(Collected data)
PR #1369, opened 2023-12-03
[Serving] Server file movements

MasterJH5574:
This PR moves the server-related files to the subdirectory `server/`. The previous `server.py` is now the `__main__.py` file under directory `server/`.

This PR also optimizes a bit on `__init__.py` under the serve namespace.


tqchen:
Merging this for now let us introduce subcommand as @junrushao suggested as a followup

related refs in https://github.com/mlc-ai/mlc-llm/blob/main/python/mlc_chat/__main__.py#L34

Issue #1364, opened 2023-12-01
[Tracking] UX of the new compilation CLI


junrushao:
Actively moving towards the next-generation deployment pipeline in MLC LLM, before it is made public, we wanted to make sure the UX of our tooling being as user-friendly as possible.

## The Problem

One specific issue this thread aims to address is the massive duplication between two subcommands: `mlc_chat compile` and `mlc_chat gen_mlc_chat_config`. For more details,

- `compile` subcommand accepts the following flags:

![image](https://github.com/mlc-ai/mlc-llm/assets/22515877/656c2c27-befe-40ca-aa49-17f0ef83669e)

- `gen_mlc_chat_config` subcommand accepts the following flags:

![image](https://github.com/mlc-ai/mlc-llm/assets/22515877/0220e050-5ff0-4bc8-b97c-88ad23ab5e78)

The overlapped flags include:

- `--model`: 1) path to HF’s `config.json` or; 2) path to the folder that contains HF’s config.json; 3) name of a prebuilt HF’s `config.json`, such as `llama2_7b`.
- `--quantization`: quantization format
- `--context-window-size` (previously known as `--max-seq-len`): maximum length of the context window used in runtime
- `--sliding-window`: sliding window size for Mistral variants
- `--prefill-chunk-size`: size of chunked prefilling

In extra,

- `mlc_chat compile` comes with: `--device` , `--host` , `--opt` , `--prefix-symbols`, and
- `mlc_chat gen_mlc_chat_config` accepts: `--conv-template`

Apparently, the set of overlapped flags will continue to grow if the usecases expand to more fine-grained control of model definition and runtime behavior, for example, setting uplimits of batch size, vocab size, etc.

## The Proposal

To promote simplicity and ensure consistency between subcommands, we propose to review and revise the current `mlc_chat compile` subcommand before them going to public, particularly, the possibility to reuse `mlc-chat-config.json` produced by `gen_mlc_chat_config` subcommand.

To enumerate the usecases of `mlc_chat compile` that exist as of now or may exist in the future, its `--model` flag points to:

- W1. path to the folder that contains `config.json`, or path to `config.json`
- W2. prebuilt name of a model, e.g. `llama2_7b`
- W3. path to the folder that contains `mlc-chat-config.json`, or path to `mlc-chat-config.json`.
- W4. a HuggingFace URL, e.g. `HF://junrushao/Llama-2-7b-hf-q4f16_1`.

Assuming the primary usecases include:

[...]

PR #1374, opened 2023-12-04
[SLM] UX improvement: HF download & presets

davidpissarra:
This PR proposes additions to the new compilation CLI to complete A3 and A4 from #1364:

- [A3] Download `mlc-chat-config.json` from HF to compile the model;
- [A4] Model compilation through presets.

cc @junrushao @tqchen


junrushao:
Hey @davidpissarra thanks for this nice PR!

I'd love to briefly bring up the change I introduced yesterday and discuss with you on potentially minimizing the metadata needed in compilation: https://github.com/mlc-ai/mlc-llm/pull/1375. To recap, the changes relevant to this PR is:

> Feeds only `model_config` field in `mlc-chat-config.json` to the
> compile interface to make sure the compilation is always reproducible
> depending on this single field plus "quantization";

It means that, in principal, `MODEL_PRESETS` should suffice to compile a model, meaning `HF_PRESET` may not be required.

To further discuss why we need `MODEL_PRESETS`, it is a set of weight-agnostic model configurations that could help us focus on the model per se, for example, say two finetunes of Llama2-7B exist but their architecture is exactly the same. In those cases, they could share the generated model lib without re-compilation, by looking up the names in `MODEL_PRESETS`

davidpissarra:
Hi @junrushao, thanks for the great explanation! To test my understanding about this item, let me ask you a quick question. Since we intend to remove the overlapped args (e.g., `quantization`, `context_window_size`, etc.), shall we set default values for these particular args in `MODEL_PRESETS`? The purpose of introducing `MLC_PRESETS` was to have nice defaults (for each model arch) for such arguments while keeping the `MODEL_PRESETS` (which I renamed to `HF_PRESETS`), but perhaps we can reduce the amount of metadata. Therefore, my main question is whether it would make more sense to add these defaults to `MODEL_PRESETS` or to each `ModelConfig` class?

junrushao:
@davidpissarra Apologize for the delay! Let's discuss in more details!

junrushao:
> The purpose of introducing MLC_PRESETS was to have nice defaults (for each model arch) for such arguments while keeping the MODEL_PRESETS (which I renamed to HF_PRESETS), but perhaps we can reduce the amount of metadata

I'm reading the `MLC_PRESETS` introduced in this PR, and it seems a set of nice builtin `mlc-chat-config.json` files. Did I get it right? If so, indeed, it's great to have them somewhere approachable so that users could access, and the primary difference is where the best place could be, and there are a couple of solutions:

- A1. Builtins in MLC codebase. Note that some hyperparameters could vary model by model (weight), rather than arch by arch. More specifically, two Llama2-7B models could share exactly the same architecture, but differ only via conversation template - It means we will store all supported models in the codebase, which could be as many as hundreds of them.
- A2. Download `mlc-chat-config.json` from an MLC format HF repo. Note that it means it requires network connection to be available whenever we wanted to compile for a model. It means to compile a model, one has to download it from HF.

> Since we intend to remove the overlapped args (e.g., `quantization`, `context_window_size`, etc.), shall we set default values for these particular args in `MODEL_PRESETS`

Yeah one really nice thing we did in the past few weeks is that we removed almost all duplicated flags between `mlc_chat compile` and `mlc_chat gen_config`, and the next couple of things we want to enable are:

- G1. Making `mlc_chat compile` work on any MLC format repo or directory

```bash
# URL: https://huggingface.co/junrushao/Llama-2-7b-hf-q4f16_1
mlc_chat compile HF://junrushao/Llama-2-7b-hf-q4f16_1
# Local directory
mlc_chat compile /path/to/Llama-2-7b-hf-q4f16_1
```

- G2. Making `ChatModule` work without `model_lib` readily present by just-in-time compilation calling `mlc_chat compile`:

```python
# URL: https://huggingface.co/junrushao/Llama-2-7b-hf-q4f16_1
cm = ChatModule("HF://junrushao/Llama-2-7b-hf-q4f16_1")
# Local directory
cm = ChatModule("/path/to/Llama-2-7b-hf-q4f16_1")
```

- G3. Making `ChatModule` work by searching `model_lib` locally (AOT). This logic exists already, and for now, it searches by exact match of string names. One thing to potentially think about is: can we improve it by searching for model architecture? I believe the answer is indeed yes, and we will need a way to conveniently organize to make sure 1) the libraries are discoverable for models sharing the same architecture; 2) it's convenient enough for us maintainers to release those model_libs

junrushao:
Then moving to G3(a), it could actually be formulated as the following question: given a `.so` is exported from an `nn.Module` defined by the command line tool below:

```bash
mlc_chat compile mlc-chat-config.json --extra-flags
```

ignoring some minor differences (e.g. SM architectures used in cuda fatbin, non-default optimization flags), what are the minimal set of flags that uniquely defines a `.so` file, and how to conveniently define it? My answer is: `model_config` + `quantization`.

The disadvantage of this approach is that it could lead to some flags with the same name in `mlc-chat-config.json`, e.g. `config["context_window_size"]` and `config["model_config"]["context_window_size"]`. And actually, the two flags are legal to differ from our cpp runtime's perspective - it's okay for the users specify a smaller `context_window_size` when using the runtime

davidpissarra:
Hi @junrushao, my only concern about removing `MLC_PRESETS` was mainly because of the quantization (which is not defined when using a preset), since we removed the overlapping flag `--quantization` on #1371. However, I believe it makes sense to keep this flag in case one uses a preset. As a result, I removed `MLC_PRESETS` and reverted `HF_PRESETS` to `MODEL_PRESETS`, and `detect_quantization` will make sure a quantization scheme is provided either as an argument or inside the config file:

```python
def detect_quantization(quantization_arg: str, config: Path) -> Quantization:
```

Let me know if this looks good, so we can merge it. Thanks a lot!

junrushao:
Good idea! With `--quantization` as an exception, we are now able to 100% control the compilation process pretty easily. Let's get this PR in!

§ Problem requirements
In the entries above, find the line holding "Hey @davidpissarra thanks for this nice PR!" and the line holding "I'd love to", then retype exactly those two lines and every line between them, and nothing else.

§ Output below
Hey @davidpissarra thanks for this nice PR!

I'd love to briefly bring up the change I introduced yesterday and discuss with you on potentially minimizing the metadata needed in compilation: https://github.com/mlc-ai/mlc-llm/pull/1375. To recap, the changes relevant to this PR is:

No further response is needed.